**Directions for this task**
List, from the lines below, each one with "indel" in it.

**Saved entries**
PR #1317, opened 2017-05-19
bcftools concat - add naive option

jj-umn:
naive option needed for merging vcf files generated per chromosome:
HISAT2 -> bamtools split -reference => bcftools mpileup => bcftools
call => bcftools concat (naive) ->

### DIFF
--- a/tools/bcftools/bcftools_concat.xml
+++ b/tools/bcftools/bcftools_concat.xml
@@ -43,7 +43,7 @@ ${section.compact_PS}
 ## Primary Input/Outputs
 @INPUT_FILES@ 
 #if $sec_default.mode.naive == "yes" and $output_type == 'v':
-| bcftools view -O v -o '$output_file' -.gz
+> output.gz && bcftools index output.gz && bcftools view -O v -o '$output_file' output.gz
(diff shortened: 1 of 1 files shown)


tools/bcftools/bcftools_concat.xml
```diff
@@ -47,31 +55,43 @@ ${section.compact_PS}
...
-                        ]]></help>
-                        <option value="snps">snps - SNP records</option>
-                        <option value="indels">indels - indel records</option>
-                        <option value="both">both - both SNP and indel records</option>
-                        <option value="all">all - records</option>
-                        <option value="none">none - output multiple records instead</option>
-                    </param>
+                <when value="yes"/>
+                <when value="no">
+                    <conditional name="overlaps">
```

**Exercise solution**
-                        <option value="indels">indels - indel records</option>
-                        <option value="both">both - both SNP and indel records</option>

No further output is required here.